24

La niebla se despejó en el cerebro de Pitt y, uno a uno, sus sentidos volvieron a la vida como luces de un tablero electrónico. Se esforzó en abrir los ojos y fijarlos en el objeto más próximo. Durante medio minuto contempló la piel arrugada de su mano izquierda y, después, la esfera naranja de su reloj sumergible, como si fuese la primera vez que la viese.

A la débil luz del crepúsculo, las saetas fluorescentes marcaban las seis y treinta y cuatro. Sólo habían pasado dos horas desde que habían escapado de la arruinada cabina de control. Más bien parecía una eternidad, y todo era irreal.

El viento seguía aullando, viniendo del mar con la velocidad de un tren expreso, y la espuma de las olas combinada con la lluvia le azotaba la espalda. Trató de incorporarse sobre las manos y las rodillas, pero tuvo la impresión de que sus piernas estaban sujetadas por cemento. Se volvió y miró hacia abajo. Estaban medio enterradas en la arena por la acción excavadora del reflujo.

Pitt yació allí unos momentos más, recobrando fuerzas, como un pecio arrojado a la playa. Las rocas se alzaban a ambos lados de él, como casas flanqueando un callejón. Su primera idea realmente consciente fue que Giordino había conseguido pasar a través del ojo de aguja en la barrera rocosa.

Entonces, entre los aullidos del viento, pudo oír que Jessie llamaba débilmente.

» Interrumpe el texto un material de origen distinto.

PR #1360, opened 2015-10-06
Update AutoDetectWordsRussian

Elheym:
Advanced avto detection list of words for Russian.
I would also like to have been added for Ukrainian, which is not represented here. Add the necessary data, similar to the Russian Ukrainian heading ... Such as a count and case, but it did no good, they were identified as Russian. Add please: "public static readonly string[] AutoDetectWordsUkrainian = { "Ні", "ні", "Привіт", "привіт", "Це", "це", "Що", "що", "Його", "його", "Він", "він", "Як", "як", "Гаразд", "гаразд", "Якщо", "якщо", "Мені", "мені", "Твій", "твій", "Їх", "їх", "Вітаю", "вітаю", "Дякую", "дякую", "вже", "було", "був", "цього", "нічого", "немає", "може", "знову", "бо", "щось", "щоб", "цим", "тобі", "хотів", "твоїх", "мої", "мій", "має", "їм", "йому", "дуже" };"

### DIFF
--- a/libse/Utilities.cs
+++ b/libse/Utilities.cs
@@ -1074,7 +1074,7 @@ namespace Nikse.SubtitleEdit.Core
         public static readonly string[] AutoDetectWordsItalian = { "Cosa", "sono", "Grazie", "Buongiorno", "bene", "questo", "ragazzi", "propriamente", "numero", "hanno", "giorno", "faccio", "davvero", "negativo", "essere", "vuole", "sensitivo", "venire" };
         public static readonly string[] AutoDetectWordsPortuguese = { "não", "Não", "Estás", "Então", "isso", "com" };
         public static readonly string[] AutoDetectWordsGreek = { "μου", "είναι", "Είναι", "αυτό", "Τόμπυ", "καλά", "Ενταξει", "Ενταξει", "πρεπει", "Λοιπον", "τιποτα", "ξερεις" };
-        public static readonly string[] AutoDetectWordsRussian = { "все", "это", "как", "Воробей", "сюда", "Давай" };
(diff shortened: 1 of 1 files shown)


xylographe:
Both Russian and Ukrainian lists have (too?) many words. The AutoDetectWords* lists should be kept as small as possible for efficiency (the number of supported languages will only increase). When two or more languages have similar words, extra lists can be used to differentiate. An extreme example is Croatian/Serbian: only one AutoDetectWords list is used to recognize both, two separate lists are used to keep them apart.

I think, primary lists should be 5‒10 words, secondary lists can be longer (10‒25, perhaps).

Elheym:
In both languages, use a unique word, that is between them, they are not repeated. If this argument is misplaced, they can be shortened as you said. The main thing - that they were correctly identified with each other. Russian as Russian, Ukrainian as the Ukrainian, but not both at the same. :) 
The rest is not so important. ;)

niksedk:
I don't see a problem in have longer lists (performance needs to be checked), but shorter words like 2 letters might be problematic as it has greater possibility to clash with other languages (and for ansi subtitles this is rather complicated if wrong encoding is used - or auto-detection is tried).
I would like to extract these functions to their own class and add many unit tests :)

Elheym:
Determination of Russian works fine, it is checked. With the complexity of the Ukrainian - Russian is defined as in any encoding. The words of both languages have been specially selected to each other could not interfere, they are totally different. By default, for comparisons, use UTF-8, ANSI does not apply.
  If you will need any tests - I will be happy to help.

PR #1363, opened 2015-10-07
[Refactor] Minor refactor

ivandrofly:


niksedk:
nice, could you also move ExpectedChars out into a static for improved performance?

ivandrofly:
> nice, could you also move ExpectedChars out into a static for improved performance?

Done

PR #1372, opened 2015-10-10
Updated SE-installer to resolve issue #1369

### LINKED ISSUE #1369: Impossible to do a visual sync
OS : Win 10
The error occurs each time I clic on the button Sync, with every subtitles (srt) or videos (mkv).

untitled

However no problem with the portable version ^^

xylographe:
Resolves #1369

[1]
I'm not a big fan of hard-coded, host-dependent paths. :)

[2]
The `CanRunNGen()` function can be refined when more info becomes available.

### DIFF
--- a/installer/Subtitle_Edit_installer.iss
+++ b/installer/Subtitle_Edit_installer.iss
@@ -369,13 +369,15 @@ Type: dirifempty; Name: {app}\Languages;                Check: not IsComponentSe
 
 
 [Run]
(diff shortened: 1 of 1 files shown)


jdpurcell:
Is there any concern about PowerShell not being installed (e.g. it didn't ship with Vista)?

What's the problem with ngen on Windows 10? I am running Windows 10 and the official 3.4.10 installer version works fine for me.

xylographe:
I think, PoSh is included in Framework 4?
Anyway, I re-added abs path as fall-back.

Not clear why ngen generates bad executable on OP's Win10.
Hence: “The CanRunNGen() function can be refined when more info becomes available.”

PR #1379, opened 2015-10-12
Fixes for OS X (still not usable really)

jdpurcell:
These are the fixes from when I got Subtitle Edit running on OS X. I didn't get video to display but it played the audio fine. Unfortunately Mono's WinForms is so bad (at least on OS X) that it's not really usable in my opinion. But I wanted to contribute these fixes in case someone else wants to play around with it or in hopes of Mono's WinForms improving in the future.

### DIFF
--- a/libse/Configuration.cs
+++ b/libse/Configuration.cs
@@ -47,12 +47,17 @@ namespace Nikse.SubtitleEdit.Core
 
         public static bool IsRunningOnLinux()
         {
-            return Environment.OSVersion.Platform == PlatformID.Unix;
+            return Environment.OSVersion.Platform == PlatformID.Unix && !IsRunningOnMac();
         }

Sacó las piernas y se puso de rodillas, balanceándose bajo el vendaval, escupiendo el agua salada que se había introducido en su nariz, en su boca y en su garganta.

Medio a rastras, medio andando a tropezones sobre la pegajosa arena, encontró a Jessie sentada, aturdida, con los cabellos lacios sobre los hombros, y la cabeza de Gunn descansando en su falda. Le miró con ojos absortos que se abrieron de pronto con inmenso alivio.

—Oh, gracias a Dios —murmuró, y la tormenta ahogó sus palabras.

Pitt le rodeó los hombros con los brazos y le dio un apretón tranquilizador. Después volvió su atención a Gunn.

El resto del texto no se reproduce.